We have to manage the woods as well as the game, of course, and so we need to cull the deer, which are now much commoner than people generally realise. The roe deer are the most numerous, but muntjac have expanded their numbers enormously and we also get fallow and even red deer from time to time. We use the ‘high seats’ in the woodlands for deer control. We also have to keep down vermin of all kinds stoat, weasel, mink, grey squirrels (which must have trebled in numbers since the acorn glut), all of which we catch in tunnel traps which have to be visited every day. Foxes are obviously a problem too, and there’s bound to be some tension about this when there’s an active hunt as there is in Thurlow. The hunting season runs from September to March, so we just have to manage to coexist as best we can. In fact there are fewer foxes than 5 years ago, though more than 20 years ago.
Thurlow Lake and the fish are another responsibility. We have rainbow and brown trout, perch, rudd and crucian carp. The fishing rights are retained by the family, though they have to be shared with the heron, an occasional cormorant and even very occasionally a passing osprey. A few fish find their way into the Great Thurlow House canal and thereby into the river, so the river is quite well stocked too. We have the occasional trouble with poachers but the worst problem we ever had was from a violent thunderstorm in June 1995 which took all the oxygen out of the water and left the big fish dead. The other inhabitants of the lake, of course, are the toads literally thousands of them, which travel there to breed from miles around.

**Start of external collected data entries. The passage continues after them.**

PR #2455, opened 2022-11-30
[js] Turn on C++ output for node too

ojwb:
Nodejs is like V8 and needs C++ output enabled when wrapping C code.

The testsuite was masking this bug by using SWIG options `-v8 -DBUILDING_NODE_EXTENSION=1` rather than `-node` when testing with nodejs, while the javascript examples currently all seem to all get processed with -c++.


ojwb:
CI failure seems to be because I used `elseif...` which the GNU make manual documents but doesn't mention it's kind of new (3.81 in 2006).  I'm a bit surprised to see so old a GNU make on an Ubuntu image in CI, but we don't appear to use this feature elsewhere in SWIG and it's easy to avoid.

ojwb:
> while the javascript examples currently all seem to all get processed with -c++.

I still need (or at least ought) to address this part.

ojwb:
I sorted out the Javascript examples back in December.  I see there were rapid failures for the jsc jobs, but the logs have expired so I can't see what they actually were now.

I've rebased and pushed.

ojwb:
Weird - jsc is still failing in CI but now works for me locally...

ojwb:
Rebased, resolved issues with the examples changes, and pushed to git master as d3b17437b12625bd31118f40e06a3bb28b6c5fda and the commits preceding it.

PR #2458, opened 2022-12-05
[OCaml] Runtime tests for rename_rstrip_encoder and using2

ZackerySpytz:
Add runtime tests for rename_rstrip_encoder and using2.

They are based on the runtime tests that already exist for other languages.

### DIFF
--- a/Examples/test-suite/ocaml/rename_rstrip_encoder_runme.ml
+++ b/Examples/test-suite/ocaml/rename_rstrip_encoder_runme.ml
@@ -1,0 +1,5 @@
+open Swig
+open Rename_rstrip_encoder
+
+let s = new_SomeThing '()
+let a = new_AnotherThing '()
--- a/Examples/test-suite/ocaml/using2_runme.ml
+++ b/Examples/test-suite/ocaml/using2_runme.ml
@@ -1,0 +1,4 @@
+open Swig
+open Using2
+
+let _ = assert (_spam '(37) as int = 37)


Examples/test-suite/ocaml/rename_rstrip_encoder_runme.ml
```diff
@@ -0,0 +1,5 @@
+open Swig
+open Rename_rstrip_encoder
+
+let s = new_SomeThing '()
+let a = new_AnotherThing '()
```
ojwb, line 5: `Examples/test-suite/python/rename_rstrip_encoder_runme.py` also checks that the method is correctly renamed (it contains `Cls` twice, but only the suffix `Cls` should be removed):

```
from rename_rstrip_encoder import *

s = SomeThing()
a = AnotherThing()
a.DoClsX()
```

It seems useful to test this here too - it does seem this is correctly wrapped for ocaml so it should just be a matter of writing a suitable method call (not sure what the syntax is for that).  

```
$ rgrep DoClsX .
./rename_rstrip_encoder.ml:external _AnotherThing_DoClsX_f : c_obj list -> c_obj list = "_wrap_AnotherThing_DoClsXrename_rstrip_encoder" ;;
./rename_rstrip_encoder.ml:let _AnotherThing_DoClsX arg = match _AnotherThing_DoClsX_f ((fnhelper arg)) with
./rename_rstrip_encoder.ml:	      "DoClsX", _AnotherThing_DoClsX ;
```

wsfulton: b7f64c4da55ed6faacbbfa665825e5d1326aa8ee contains the requested addition to the testcase.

This is a big estate to manage 12,000 acres locally including the Thurlows, Great Wratting, Withersfield and Carlton, but some 16,000 acres in all when you add in the land in Horseheath, Balsham and Ashdon. It’s hard to control properly with just three full-time keepers, one part-timer and one lad. There used to be at least 5 beat-keepers and they knew every inch of their beat. We now travel on four wheels and the territory has expanded, but we still get round as best we can. It’s a dawn-to-dusk job, with some night-watching thrown in just to deter the poachers; and I don’t often take holidays (not as often as my wife would like!). But it’s a way of life as well as a job and I wouldn’t have it any other way. The countryside has changed a lot, of course, and not usually for the better. There’s much less wildlife and fewer birds because of the use of pesticides; just think how the once-common sparrows have become rarer along with the larks and linnets. People sometimes think of us just as hunters and at school our children hardly dare mention what we do because they’ll be misunderstood. But in fact we are great conservationists and usually care more than anyone else about the wildlife and about preserving the countryside and the country ways.